(Collected data entries)
----

PR #15499, opened 2026-02-02
feat(dataplane): skip zone tag on empty inbounds in Exclusive mode

### LINKED ISSUE #15435: Universal dataplanes don't generate inbound tags
Depends on #15430, #15431

## What

Stop generating `kuma.io/service` and `kuma.io/protocol` tags on Universal inbounds

## Why

- Tags no longer needed with label-based matching + protocol field
- Reduces data stored per inbound
- Cleaner dataplane resources
- Consistent with K8s approach (#15432)

## Requirements

- MeshService mode: `Exclusive`
- MeshIdentity: enabled

## Outcome

- Universal inbounds have empty tags when MeshService Exclusive mode + MeshIdentity enabled
- In other modes, tags still generated (backward compat)
- System works correctly without inbound tags on Universal

Automaat:
## Motivation

Don't force zone tag on Universal inbounds when tags are empty and MeshService mode is `Exclusive`. This allows users to submit dataplanes with empty inbound tags for skip inbound tag generation.

## Implementation information

Modified `setInboundsClusterTag()` in dataplane manager to:
- Accept mesh parameter to check MeshServices mode
- Skip adding zone tag when `len(inbound.Tags) == 0` AND mode is `Exclusive`

Added unit tests covering:
- Zone tag not added when empty tags + Exclusive mode
- Zone tag added when inbound has tags even in Exclusive mode
- Zone tag added to empty inbound when not in Exclusive mode
- Zone tag not added on update when empty tags + Exclusive mode

## Supporting documentation

Fixes #15435

### DIFF
--- a/pkg/core/managers/apis/dataplane/dataplane_manager_test.go
+++ b/pkg/core/managers/apis/dataplane/dataplane_manager_test.go
@@ -229,4 +229,166 @@ var _ = Describe("Dataplane Manager", func() {
 		Expect(err).ToNot(HaveOccurred())
 		Expect(actual.Spec.Networking.Inbound[0].State).To(Equal(mesh_proto.Dataplane_Networking_Inbound_NotReady))
 	})
+
+	It("should not add zone tag when inbound tags empty and MeshServices mode is Exclusive", func() {
+		// setup
+		s := memory.NewStore()
+		manager := dataplane.NewDataplaneManager(s, "zone-1", config_core.Zone, false, "", dataplane.NewMembershipValidator())
+		mesh := &core_mesh.MeshResource{
+			Spec: &mesh_proto.Mesh{
+				MeshServices: &mesh_proto.Mesh_MeshServices{
+					Mode: mesh_proto.Mesh_MeshServices_Exclusive,
+				},
+			},
+		}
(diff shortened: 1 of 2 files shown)


bartsmykla (approved):

pkg/core/managers/apis/dataplane/dataplane_manager_test.go
```diff
@@ -229,4 +229,166 @@ var _ = Describe("Dataplane Manager", func() {
...
+
+		actual := core_mesh.NewDataplaneResource()
+		err = s.Get(context.Background(), actual, store.GetByKey("dp1", "default"))
+		Expect(err).ToNot(HaveOccurred())
+
+		// then
+		Expect(actual.Spec.Networking.Inbound[0].Tags).To(BeEmpty())
+	})
+
+	It("should add zone tag when inbound has tags even in Exclusive mode", func() {
```
slonka, line 274: nitpick: these could be parametrized I think, only 3 lines are different between this and the above test (not something that's needed now I guess).

slonka (commented):
just for consideration: should `setInboundsClusterTag` be taken to some module and made public so we can test it more easily? 🤔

----

** TASK GOAL **
In full and without error, restate the data.

** RESULT **
PR #15499, opened 2026-02-02
feat(dataplane): skip zone tag on empty inbounds in Exclusive mode

### LINKED ISSUE #15435: Universal dataplanes don't generate inbound tags
Depends on #15430, #15431

## What

Stop generating `kuma.io/service` and `kuma.io/protocol` tags on Universal inbounds

## Why

- Tags no longer needed with label-based matching + protocol field
- Reduces data stored per inbound
- Cleaner dataplane resources
- Consistent with K8s approach (#15432)

## Requirements

- MeshService mode: `Exclusive`
- MeshIdentity: enabled

## Outcome

- Universal inbounds have empty tags when MeshService Exclusive mode + MeshIdentity enabled
- In other modes, tags still generated (backward compat)
- System works correctly without inbound tags on Universal

Automaat:
## Motivation

Don't force zone tag on Universal inbounds when tags are empty and MeshService mode is `Exclusive`. This allows users to submit dataplanes with empty inbound tags for skip inbound tag generation.

## Implementation information

Modified `setInboundsClusterTag()` in dataplane manager to:
- Accept mesh parameter to check MeshServices mode
- Skip adding zone tag when `len(inbound.Tags) == 0` AND mode is `Exclusive`

Added unit tests covering:
- Zone tag not added when empty tags + Exclusive mode
- Zone tag added when inbound has tags even in Exclusive mode
- Zone tag added to empty inbound when not in Exclusive mode
- Zone tag not added on update when empty tags + Exclusive mode

## Supporting documentation

Fixes #15435

### DIFF
--- a/pkg/core/managers/apis/dataplane/dataplane_manager_test.go
+++ b/pkg/core/managers/apis/dataplane/dataplane_manager_test.go
@@ -229,4 +229,166 @@ var _ = Describe("Dataplane Manager", func() {
 		Expect(err).ToNot(HaveOccurred())
 		Expect(actual.Spec.Networking.Inbound[0].State).To(Equal(mesh_proto.Dataplane_Networking_Inbound_NotReady))
 	})
+
+	It("should not add zone tag when inbound tags empty and MeshServices mode is Exclusive", func() {
+		// setup
+		s := memory.NewStore()
+		manager := dataplane.NewDataplaneManager(s, "zone-1", config_core.Zone, false, "", dataplane.NewMembershipValidator())
+		mesh := &core_mesh.MeshResource{
+			Spec: &mesh_proto.Mesh{
+				MeshServices: &mesh_proto.Mesh_MeshServices{
+					Mode: mesh_proto.Mesh_MeshServices_Exclusive,
+				},
+			},
+		}
(diff shortened: 1 of 2 files shown)


bartsmykla (approved):

pkg/core/managers/apis/dataplane/dataplane_manager_test.go
```diff
@@ -229,4 +229,166 @@ var _ = Describe("Dataplane Manager", func() {
...
+
+		actual := core_mesh.NewDataplaneResource()
+		err = s.Get(context.Background(), actual, store.GetByKey("dp1", "default"))
+		Expect(err).ToNot(HaveOccurred())
+
+		// then
+		Expect(actual.Spec.Networking.Inbound[0].Tags).To(BeEmpty())
+	})
+
+	It("should add zone tag when inbound has tags even in Exclusive mode", func() {
```
slonka, line 274: nitpick: these could be parametrized I think, only 3 lines are different between this and the above test (not something that's needed now I guess).

slonka (commented):
just for consideration: should `setInboundsClusterTag` be taken to some module and made public so we can test it more easily? 🤔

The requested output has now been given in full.